今は鮮魚を追う、元楽天投手・森雄大さんが見つけた新たな「生きがい」(1/4 ページ)
プロ野球を去り、寿司屋に飛び込んだ元楽天ドラ1投手・森雄大。市場で魚を見極め、銀座で顧客をつかみ、再び本店へ。挫折と再挑戦を経て彼がたどり着いたのは、「人を信じ、人を見る力」だった。
ドラフト1位でプロ野球入りしながら、けがに泣き28歳で引退した元東北楽天ゴールデンイーグルス投手・森雄大さん。第二の人生の舞台に選んだのは、宮城県塩釜市に本店を構える人気回転寿司「塩釜港」だった。
現場での接客から始まり、仕入れ、営業、店舗立ち上げ――。野球とはまったく異なる世界で、森さんはいかに自らの「価値」を再構築していったのか。【前編】に引き続き、新たな仕事に向き合った森さんを追う。
2022年11月、塩釜港仙台本店で働き始めた森さん。体力には自信があったが、プロ野球選手の頃とは違う疲労を感じたという。
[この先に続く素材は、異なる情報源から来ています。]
PR #440, opened 2024-09-25
feat: add an SPI main abstraction

ROMemories:
# Description

This PR provides an abstraction layer for SPI support, in main mode.
It focuses on providing non-DMA-enabled drivers, which still provide an async interface, with timeouts—e.g., to avoid indefinitely blocking when the target is not connected.
The drivers implement [`embedded_hal_async::spi::SpiBus`](https://docs.rs/embedded-hal-async/latest/embedded_hal_async/spi/trait.SpiBus.html), and can thus easily be used by any device driver relying on that trait.

It provides ways to either select frequencies which all MCUs are expected to support (up to 8 MHz), or to request the highest available frequency within a range, resolved at compile-time using `highest_freq_in`.

## Issues/PRs references

Depends on #463

## Open Questions

- Should `Frequency` be renamed to `Bitrate`?
- Should we attempt to make the test more generic, so it doesn't rely on a specific sensor?
- The SPI frequency, selected either using `highest_freq_in` or directly using the arch-independent enum, is only precisely respected on a best-effort basis by Embassy: as the SPI frequency is sometimes configured based on an input frequency divided by a prescaler, which only has a limited number of possible values, the exact frequency actually used can be different from the one selected by the user. I suppose it would be useful to document this. As the documentation of the manufacturer-specific crates is not currently rendered (where I think this should be mentioned), I'm opting for documenting this as part of a follow-up PR.

## Limitations

DMA-enabled drivers are out-of-scope of this PR as the number of DMA channels is limited on some architectures and non-DMA-enabled drivers are therefore useful when no channels are left. Moreover, setting up DMA incurs some overhead, and is thus not relevant for small operations as it is the case with sensors, which was the initial motivation for adding support for SPI.

## Future work

- [ ] Provide DMA-enabled drivers in a `dma` module inside `spi::main`.

## Change checklist

### DIFF
--- a/book/src/support_matrix.html
+++ b/book/src/support_matrix.html
@@ -4,7 +4,7 @@
     <tr>
       <th>Chip</th>
       <th>Testing Board</th>
-      <th colspan="8">Functionality</th>
+      <th colspan="9">Functionality</th>
     </tr>
     <tr>
       <th></th>
@@ -12,6 +12,7 @@
       <th>GPIO</th>
       <th>Debug Output</th>
       <th>I2C Controller Mode</th>
+      <th>SPI Main Mode</th>
       <th>Logging</th>
       <th>User USB</th>
       <th>Wi-Fi</th>
@@ -23,6 +24,7 @@
     <tr>
       <td>ESP32-C6</td>
       <td>ESP32-C6-DevKitC-1</td>
+      <td class="support-cell" title="supported">✅</td>
       <td class="support-cell" title="supported">✅</td>
       <td class="support-cell" title="supported">✅</td>
       <td class="support-cell" title="supported">✅</td>
@@ -40,6 +42,7 @@
       <td class="support-cell" title="supported">✅</td>
       <td class="support-cell" title="supported">✅</td>
       <td class="support-cell" title="supported">✅</td>
+      <td class="support-cell" title="supported">✅</td>
       <td class="support-cell" title="not available on this piece of hardware">–</td>
       <td class="support-cell" title="supported">✅</td>
       <td class="support-cell" title="supported">✅</td>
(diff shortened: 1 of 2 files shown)


kaspar030:
@ROMemories do you mind rebasing this? I'm starting to take a closer look.

kaspar030:
> * Should `Frequency` be renamed to `Bitrate`

IMO, no. If you feel it needs discussion, let's do that at next monthly. (we're not waiting for this here).

kaspar030:
> * Should we attempt to make the test more generic, so it doesn't rely on a specific sensor?

I'm doing simple loopback testing. I can push that test here?

kaspar030:
> > I'm doing simple loopback testing. I can push that test here?
> 
> Sure, please do!

Done.

I've changed the used SPI pins to the ones from the arduino connector where applicable, maybe it makes sense to use that pinout also for `spi-main`?

I've tested the nfr52840dk, nrf5340, nucleo-h755, nucleo-wb55 an nucleo-f401re using `spi-loopback` successfully.

src/riot-rs-rp/src/spi/main/mod.rs
```diff
@@ -0,0 +1,116 @@
...
+pub enum Frequency {
+    F(Kilohertz),
+}
+
+riot_rs_embassy_common::impl_spi_from_frequency!();
+riot_rs_embassy_common::impl_spi_frequency_const_functions!(MAX_FREQUENCY);
+
+impl Frequency {
+    #[expect(non_snake_case, reason = "consistency with fugit")]
+    fn to_Hz(&self) -> u32 {
```
kaspar030, line 45:
```suggestion
    fn to_Hz(self) -> u32 {
```

kaspar030:
Then, lets get this in! LGTM. Please squash.

kaspar030 (approved):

「頭を使う疲れでした。接客でお客さんに気を使い、いろいろな業務を覚える。ただ、ファンの方々のありがたみを感じました。仙台のお客さんは僕のことを知っていて、サインや握手を求めてくれる。それが集客にもつながりました」
魚の目利きと野球の共通点
3カ月後、立花社長から新たな指示が下った。「会長の横について、仕入れを勉強しろ」――。
会長とは、塩釜港の創業者である鎌田秀也会長のこと。2023年1月から森さんは拠点を塩釜に移し、毎朝3時起きの生活に切り替え、市場へ通うようになった。
「朝4時に本店に出勤して、5時からの競りに参加します。それまで会長とは仕事をしたことがなかったのですが、常に手取り足取り教えてくれました。『この人はこういう人だからあいさつしなさい』などと、一緒に動きながら学んでいきました」
森さんいわく「海賊船長」のような鎌田会長と日々行動を共にする中で、なぜ塩釜港を開業したのかといった思いも聞いた。そして、魚の仕入れは塩釜港の「肝」だと、森さんはすぐに気付いた。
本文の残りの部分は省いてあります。